Since the development of Cell Theory in the early nineteenth century, it has been appreciated that the cell is the fundamental unit of life. Considerable research effort has focused on understanding the ways that our cells are different from one another and on how they differentiate and grow from a fertilized egg (a single cell) to the thousands of cell types and trillions of cells that make up the body. But despite the central importance of the cell, technical limitations have long prevented researchers from investigating changes at the cellular level. Paul Robson, Ph.D., who recently joined The Jackson Laboratory for Genomic Medicine (JAX-GM) as its director of single cell genomics, is looking to change that. As he says, “if you want better insight into how biology works, you need to look at its fundamental unit.”
Robson must overcome formidable obstacles. First, it can be challenging to isolate and work with individual cells. Second, even if a single cell can be isolated, it only has a small amount of biological material inside, far too little for most research methodologies. Consequently, tissues are usually studied in bulk preparations containing a mixture of huge numbers of cells, masking important differences between the underlying cell types and preventing assessment of cell-to-cell variability. Fortunately, recent major advances in automation and microfluidics—the design and construction of systems for manipulating very small volumes of liquid—now allow researchers such as Robson to effectively analyze single cells in small, well-controlled reaction volumes.
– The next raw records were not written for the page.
PR #2, opened 2015-02-26
DSpace updates and re-run updated transfers (deprecated)

Hwesta:
- Add DSpace specific pre-transfer metadata processing
- Re-run transfers in transfer source that have been updated.  This does not currently handle timezones.

Supporting, now in #3 and #4:
- Switch to using argparse instead of docopt because argparse does input validation
- Support running with Python2 or Python3
- Add and update tests
- Add support for different transfer types

### DIFF
--- a/transfers/transfer.py
+++ b/transfers/transfer.py
@@ -342,7 +342,7 @@ def start_transfer(ss_url, ss_user, ss_api_key, ts_location_uuid, ts_path, depth
     """
     # Start new transfer
     completed = {x[0] for x in session.query(models.Unit.path).all()}
-    transfer_start_times = session.query(Unit.path, Unit.started_timestamp)
+    transfer_start_times = session.query(models.Unit.path, models.Unit.started_timestamp)
     target = get_next_transfer(ss_url, ss_user, ss_api_key, ts_location_uuid, ts_path, depth, completed, see_files, transfer_start_times)
     if not target:
         LOGGER.warning("All potential transfers in %s have been created. Exiting", ts_path)
--- a/transfers/transfer.py
+++ b/transfers/transfer.py
@@ -10,6 +10,7 @@ import argparse
 import ast
 import base64
 import datetime
+from dateutil.parser import parse
 import logging
 import logging.config  # Has to be imported separately
 import os
@@ -226,7 +227,7 @@ def run_scripts(directory, *args):
             LOGGER.warning('stderr: %s', stderr)
 
 
-def get_next_transfer(ss_url, ss_user, ss_api_key, ts_location_uuid, path_prefix, depth, completed, see_files):
+def get_next_transfer(ss_url, ss_user, ss_api_key, ts_location_uuid, path_prefix, depth, completed, see_files, transfer_start_times=None):
     """
     Helper to find the first directory that doesn't have an associated transfer.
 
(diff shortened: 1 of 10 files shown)


transfers/get-accession-number
```diff
@@ -7,9 +7,9 @@ def main(dirname):
     # Expecting a directory name like sometext---dc.identifier---accession
     parts = dirname.rsplit('---', 1)
     try:
-        print('"' + parts[1] + '"')  # Accession ID must be quoted
+        print('"' + parts[1] + '"', end='')  # Accession ID must be quoted
```
mistydemeo: What's the reason for this change?

transfers/pre-transfer/defaultProcessingMCP.xml
```diff
@@ -68,5 +68,9 @@
       <appliesTo>b320ce81-9982-408a-9502-097d0daa48fa</appliesTo>
       <goToChain>/api/v2/location/edc821af-b9c0-480f-9465-e6b38b23dc99/</goToChain>
     </preconfiguredChoice>
+    <preconfiguredChoice>
+      <appliesTo>05f99ffd-abf2-4f5a-9ec8-f80a59967b89</appliesTo>
```
mistydemeo: Add a comment about which one this is?

transfers/transfer.py
```diff
@@ -189,8 +200,11 @@ def get_next_transfer(ss_url, ts_location_uuid, path_prefix, depth, completed):
     browse_info = _call_url_json(url, params)
     if browse_info is None:
         return None
-    dirs = browse_info['directories']
-    dirs = map(base64.b64decode, dirs)
+    if see_files:
+        dirs = browse_info['entries']
```
mistydemeo: Extreme nitpick, but since this is no longer always directories, maybe worth renaming the variable?

mistydemeo:
Looks good, aside from comments!

transfers/get-accession-number
Hwesta: Thought it looked nicer?  I think I was debugging ast.literal_eval stuff, but this doesn't seem to affect it.

transfers/transfer.py
Hwesta: Haha, I was thinking of doing that but didn't to keep the diff small. Now I have an excuse.

transfers/get-accession-number
mistydemeo: Since this is being printed, my preference'd be to print with a newline; it's standard for the output of CLI tools to end with a newline. (POSIX actually [defines](http://pubs.opengroup.org/onlinepubs/9699919799/basedefs/V1_chap03.html#tag_03_206) a "line" of text as ending with a newline; some commandline tools in pipelines may act strangely if data doesn't end with a newline.

Hwesta:
Broke this PR into two others: #3 for the general python & argparse updates and #4 for the transfer creation updates.

hakamine:
As mentioned in the first message in this conversation, this PR includes the following features:

1) Add a pre-transfer script for DSpace specific metadata processing

2) Re-run transfers in transfer source that have been updated (this does not currently handle timezones)

Feature 2) does not seem to work well with the DSpace packager tool used to create exports (the exporter is documented in https://wiki.duraspace.org/display/DSDOC6x/AIP+Backup+and+Restore#AIPBackupandRestore-ExportingAIPs and https://wiki.duraspace.org/display/DSDOC6x/Importing+and+Exporting+Content+via+Packages). Each time the DSpace exporter runs, it exports everything, even if the source content is unchanged, meaning that the date stamps on the created ZIP files also change every time it's run. If the  commits for 2) are merged, it will potentially cause the automation tools to ingest all the already completed transfer sources again every time the DSpace exporter runs, which is not desired. 

I created branch dev/dspace-merge (PR #49) that includes only the commit related to 1) which should be ready to merge. I will also rename this PR as "DSpace updates and re-run updated transfers (deprecated)" in order to avoid the risk of unintentionally merging it in its current state.

hakamine:
Closing this without merging (see previous comment)

PR #3, opened 2015-03-30
Support Python3, use argparse

Hwesta:
* Switch to using argparse instead of docopt because argparse does input validation
* Support running with Python2 or Python3
* Add and update tests

### DIFF
--- a/requirements/local.txt
+++ b/requirements/local.txt
@@ -1,4 +1,4 @@
 -r base.txt
-ipython
+ipython==1.0.0
 pytest
 vcrpy>=1.0.0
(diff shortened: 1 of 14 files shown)


requirements/local.txt
```diff
@@ -1,4 +1,4 @@
 -r base.txt
-ipython
+ipython==1.0.0
```
mistydemeo: Why fix this to 1.0?

Hwesta: To work with Python 3.2, which is what Ubuntu 12.04 ships for python 3.  "IPython supports Python 2.7 and 3.3 or newer. Our older 1.x series supports Python 2.6 and 3.2." :(

mistydemeo:
:+1:

If this is being ported to Python 3, maybe use subprocess32 in place of subprocess on Python 2.x?

Hwesta:
I'd like 3 to be the default, and 2 to be backwards compatibility. :) We don't use subprocess for much, so I think I'll leave it as is.  Thanks for letting me know about that library.

PR #4, opened 2015-03-30
Support different transfer types, transfers from files

Hwesta:
* Specify transfer type as a parameter
* Allow creating transfers from files
* Add script to move files to a directory of the same name, to support other pre-transfer microservices (eg adding processingMCP)


mistydemeo:
:+1:

PR #7, opened 2015-07-10
Pre-transfer hook for ArchivesSpace IDs

Hwesta:
Pre-transfer hook to generate ArchivesSpace IDs from the filename and writes to an archivesspaceids.csv

### DIFF
--- a/README.md
+++ b/README.md
@@ -98,6 +98,7 @@ There are some sample scripts in the pre-transfers directory that may be useful,
 
 * `00_file_to_folder.py`: If the transfer is a single file (eg a zipped bag or DSpace transfer), it moves it into an identically named folder. This is not required for processing, but allows other pre-transfer scripts to run.
 * `add_metadata.py`: Creates a metadata.json file, by parsing data out of the transfer folder name.  This ends up as Dublin Dore in a dmdSec of the final METS file.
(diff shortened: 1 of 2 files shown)


transfers/pre-transfer/archivesspace_ids.py
```diff
@@ -0,0 +1,40 @@
...
+    try:
+        os.mkdir(os.path.join(transfer_path, 'metadata'))
+    except OSError as e:
+        if e.errno == errno.EEXIST:
+            pass  # Already exists
+        else:
+            raise
+    with open(os.path.join(transfer_path, 'metadata', 'archivesspaceids.csv'), 'w') as f:
+        writer = csv.writer(f)
+        for row in as_ids:
```
mistydemeo: How about:

```python
writer.writerows(as_ids)
```

mistydemeo:
:+1: 

Is the lack of a header row consistent with the other tools?

transfers/pre-transfer/archivesspace_ids.py
Hwesta: Good catch. Fixed.

hakamine:
Would it be ok to merge to master once #20 is merged to dev/archivesspace ?

Hwesta:
That seems reasonable.

PR #8, opened 2015-10-15
Adapt transfers with checksums per file

sevein:
See the commit message for more details.

### DIFF
--- a/transfers/pre-transfer/fix_unlv_checksums.py
+++ b/transfers/pre-transfer/fix_unlv_checksums.py
@@ -1,0 +1,73 @@
+#!/usr/bin/env python
+# -*- coding: utf-8 -*-
+
+from __future__ import print_function
+
+import sys
+import os
+
+
+HASHFUNC_EXT = 'md5'
+
+
+def extract_checksum(filename, metadata_path):
+    filename = '{}.{}'.format(os.path.join(metadata_path, filename),
+                              HASHFUNC_EXT)
+    try:
+        with open(filename, 'r') as f:
+            return f.readline().strip()
+    except IOError:
+        return None
+
+
+def main(transfer_path):
+    """
+    Generate the standard checksum file in a transfer where every object has
+    its checksum stored in a separate text file under the metadata directory,
+    e.g. transfer-A is the original transfer and transfer-B is the resulting
+    transfer after running this script.
+
+       .
+       ├── transfer-A
+       |   ├── foobar.mp3
+       │   └── metadata
+       │       └── foobar.mp3.md5
+       └── transfer-B
+        ├── foobar.mp3
+        └── metadata
+            ├── checksum.md5
+            └── foobar.mp3.md5
+
+    """
+    transfer_path = os.path.abspath(transfer_path)
+    metadata_path = os.path.join(transfer_path, 'metadata')
+
+    if not os.path.exists(metadata_path):
+        print('metadata directory cannot be found', metadata_path,
+              file=sys.stderr)
+        return 1
+
+    checksum_file = os.path.join(metadata_path, 'checksum.{}'.format(
+                                 HASHFUNC_EXT))
+    with open(checksum_file, 'w') as f:
+        for root, dirs, files in os.walk(transfer_path):
+            if root == transfer_path:
+                dirs.remove('metadata')
+            for item in files:
+                file_path = os.path.join(root, item)
+                hashsum = extract_checksum(item, metadata_path)
+                if hashsum is None:
+                    print('Cannot find checksum of', file_path, file=sys.stderr)
+                    continue
+                hashfile = './{}'.format(os.path.relpath(file_path, transfer_path))
+                checksum_entry = '{}  {}\n'.format(hashsum, hashfile)
+                f.write(checksum_entry)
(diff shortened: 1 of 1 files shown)


transfers/pre-transfer/fix_unlv_checksums.py
```diff
@@ -0,0 +1,83 @@
...
+            basename = os.path.basename(item)
+            hashsum = extract_checksum(basename, metadata_path)
+            if hashsum is None:
+                print('Cannot find checksum of {}'.format(basename),
+                      file=sys.stderr)
+            hashfile = './{}'.format(os.path.relpath(item, transfer_path))
+            checksum_entry = '{}  {}\n'.format(hashsum, hashfile)
+            f.write(checksum_entry)
+
+    print('Checksums file generated: {}'.format(checksum_file))
```
Hwesta: Can be just `print('Checksums file generated:', checksum_file)`

transfers/pre-transfer/fix_unlv_checksums.py
```diff
@@ -0,0 +1,83 @@
...
+
+    checksum_file = os.path.join(metadata_path, 'checksum.{}'.format(
+                                 HASHFUNC_EXT))
+    with open(checksum_file, 'w') as f:
+        for item in find_objects(transfer_path, ignore_dirs=metadata_path):
+            basename = os.path.basename(item)
+            hashsum = extract_checksum(basename, metadata_path)
+            if hashsum is None:
+                print('Cannot find checksum of {}'.format(basename),
+                      file=sys.stderr)
```
Hwesta: `continue` after this?

Print knows how to convert things to strings, so calling .format on them isn't needed.  This could be `print('Cannot find checksum of', basename, file=sys.stderr)`

transfers/pre-transfer/fix_unlv_checksums.py
```diff
@@ -0,0 +1,83 @@
...
+from __future__ import print_function
+
+import sys
+import os
+
+
+HASHFUNC_EXT = 'md5'
+
+
+def find_objects(path, ignore_dirs=None):
```
Hwesta: Are you familiar with [`os.walk`](https://docs.python.org/2/library/os.html#os.walk)?  This looks like a reimplementation of it.

transfers/pre-transfer/fix_unlv_checksums.py
```diff
@@ -0,0 +1,83 @@
...
+        elif os.path.isfile(full_path):
+                yield full_path
+
+
+def extract_checksum(filename, metadata_path):
+    filename = '{}.{}'.format(os.path.join(metadata_path, filename),
+                              HASHFUNC_EXT)
+    checksum = None
+    try:
+        with open(os.path.join(metadata_path, filename), 'r') as f:
```
Hwesta: Looks like `metadata_path` is being added twice - here and 4 lines above.

transfers/pre-transfer/fix_unlv_checksums.py
```diff
@@ -0,0 +1,83 @@
...
+            checksum = f.readline().strip()
+    except:
+        pass
```
Hwesta: `except: pass` is generally considered a bad idea because it silences *everything* including normal-workings exceptions.  `except Exception: pass` is better, listing the exceptions you expect is better.

transfers/pre-transfer/fix_unlv_checksums.py
sevein: Yes I am! I thought this was nicer because I'm decoupling the process of listing the files in the way I want from its consumer. Does that make sense? I'm happy to use `os.walk` if that's the practice.

transfers/pre-transfer/fix_unlv_checksums.py
sevein: True!

transfers/pre-transfer/fix_unlv_checksums.py
```diff
@@ -0,0 +1,83 @@
...
+
+    if not os.path.exists(metadata_path):
+        print('metadata directory cannot be found: {}'.format(metadata_path),
+              file=sys.stderr)
+        return 1
+
+    checksum_file = os.path.join(metadata_path, 'checksum.{}'.format(
+                                 HASHFUNC_EXT))
+    with open(checksum_file, 'w') as f:
+        for item in find_objects(transfer_path, ignore_dirs=metadata_path):
```
Hwesta: An incoming transfer can have several 'magic' directories: metadata, logs, manualNormalization, access, service.  You could try to ignore all the magic directories, or just assume files in them don't have checksum so they'll be a noop later?

transfers/pre-transfer/fix_unlv_checksums.py
Hwesta: Why not use os.walk and check if it matches/startswith the ignore_dirs (ignore_paths?) before yielding the value?

sevein: :+1:

Hwesta:
:+1:

Hwesta:
This needs to be updated for #12

PR #9, opened 2016-01-20
Automate Transfers: Fix 'user' param to 'username'

Hwesta:
API auth actually checks the 'username' parameter, not 'user'.


mistydemeo:
:+1:

PR #10, opened 2016-01-21
Automate Transfers: Hide units when complete

Hwesta:
Add a `--hide` switch that will hide the Transfers/SIPs in Archivematica when they complete.  It will not hide units that are rejected or failed, but it will hide units that ran to completion with errors.


finoradin:
Nice!!

Hwesta:
Note: This relies on artefactual/archivematica#386

mistydemeo:
Maybe make `hide` a keyword argument? I find boolean positional arguments to be unclear.

Hwesta:
Moved 'hide' to the end with a default of False.

mistydemeo:
:+1:

PR #1, opened 2015-01-16
Add script to create JSON file with metadata for NetX upload refs #7772

hakamine:
Add a script that creates a metadata file called netx.json,
that will contain the ComponentNumber information. This file
is used by the CopyToNetX.py archivematica client script.

PR #12, opened 2016-02-18
Automate Transfers: Move sample hook scripts to examples directory

Hwesta:
Move example scripts to an examples directory, update docs to explain change.


Hwesta:
PRs #1 #2 #7 and #8 should be updated to put the client script in the examples directory.

jhsimpson:
:+1: 

Does this PR invalidate or change any of the existing open PR's?  Should they be rebased on top of this?

hakamine:
:+1:   ( I think it would also be great to move some of the user configuration to /etc/archivematica/automation-tools/ for example, and make the scripts fetch from there, maybe in a future PR? )

PR #15, opened 2016-03-21
Pre-transfer hooks for Dataverse

Hwesta:
Parse dataset.json and produce a METS.xml with the DDI info and a structMap with the expected transfer structure inside the research data package.

### DIFF
--- a/requirements/base.txt
+++ b/requirements/base.txt
@@ -1,2 +1,4 @@
 requests<3.0
 sqlalchemy
+lxml
+-e git://github.com/artefactual-labs/mets-reader-writer.git@dev/dataverse#egg=metsrw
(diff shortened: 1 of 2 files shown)


ross-spencer:
@Hwesta I don't know if you have been following the progress on this, but we merged your excellent work here into Archivematica mainline and it will be available with the `1.8` release: https://github.com/artefactual/archivematica/commit/06c0b31f7917918cd878d5cdf4c1fb10aea466ee 

I had a lot of learning to do on other parts of the system. I think aside from a few CR-like changes and a little re-factoring, much of your code remains the same as you created it, so thank you! 

I think we have a few folks running Dataverse aside from OCUL so I am excited to see where this integration goes.

PR #16, opened 2016-04-14
Automate transfers: handle no accession id script

Hwesta:
Since there's no default get-accession-id script anymore, this shouldn't error if one doesn't exist.

### DIFF
--- a/transfers/transfer.py
+++ b/transfers/transfer.py
@@ -156,7 +156,11 @@ def get_accession_id(dirname):
     :returns: accession number or None.
     """
     script_path = os.path.join(THIS_DIR, 'get-accession-number')
-    p = subprocess.Popen([script_path, dirname], stdin=subprocess.PIPE, stdout=subprocess.PIPE, stderr=subprocess.PIPE)
+    try:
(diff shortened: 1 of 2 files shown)


transfers/transfer.py
```diff
@@ -296,7 +300,7 @@ def start_transfer(ss_url, ts_location_uuid, ts_path, depth, am_url, user_name,
         return None
     if not response.ok or resp_json.get('error'):
         LOGGER.error('Unable to start transfer.')
-        LOGGER.debug('Response: %s', resp_json)
+        LOGGER.error('Response: %s', resp_json)
```
sevein: Should the level of this message be `DEBUG`?

sevein:
👍

transfers/transfer.py
Hwesta: It was, but any time you see that message you have an error, and it's always useful to be able to see the erroneous response (and not have to look for DEBUG logging)

sevein: We should probably have just one single log debug stream in development environments, but we can look at that later! Thanks!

The single-cell technology, methods and expertise Robson brings to JAX-GM have the potential to advance many of the ongoing research programs. A study published recently in Nature Immunology shows the capability he provides. While still at the Genome Institute of Singapore Robson, Siva V, Ph.D. (now also at JAX-GM as an associate research scientist) and colleagues investigated the process by which the precursors to specialized immune cells called dendritic cells (DCs), which are present in the bone marrow, develop into either conventional type 1 DCs (cDC1s) or conventional type 2 DCs (cDC2s), found in the peripheral tissues of the body. Prior to this work, it was suspected that these pre-DCs did not commit to the cDC1 or cDC2 fates until they reached the periphery. However, by performing single-cell analysis of which genes were being actively transcribed in the pre-DCs, Dr. Robson and his group were able to show that the choice to commit to either the cDC1 or cDC2 fate actually begins in the bone marrow. It would have been impossible to identify these cDC1- and cDC2-primed cells without advanced single-cell technology.
At JAX-GM, single-cell genome sequencing can be applied to tumor cells to track how genetic mutations propagate through the tumor and make different cells genetically different, or heterogeneous, within the same tumor. Single-cell transcriptomics, the study of what genes are expressed and how much they are expressed within the cell, provides the opportunity to uncover molecules that control cell-cell communication between the many cell types that reside within a tumor, identifying potential drug targets. More broadly, single-cell transcriptomics and epigenomics have the potential to identify new biomarkers for cell types that are otherwise difficult to identify, or are even unknown to exist. Finally, as with the DCs in the Nature Immunology study, by analyzing individual cells, it will be possible to reconstruct cell development at high resolution and reveal the precise time at which cells achieve their unique identity and function.
Many fields of biology will be impacted by single cell genomics, and JAX-GM will reap tremendous benefits by having in-house technology and expertise. Genomic medicine requires deep understanding of how the genome functions in various healthy and diseased tissues, and Robson provides the ability to decipher that function one cell at a time.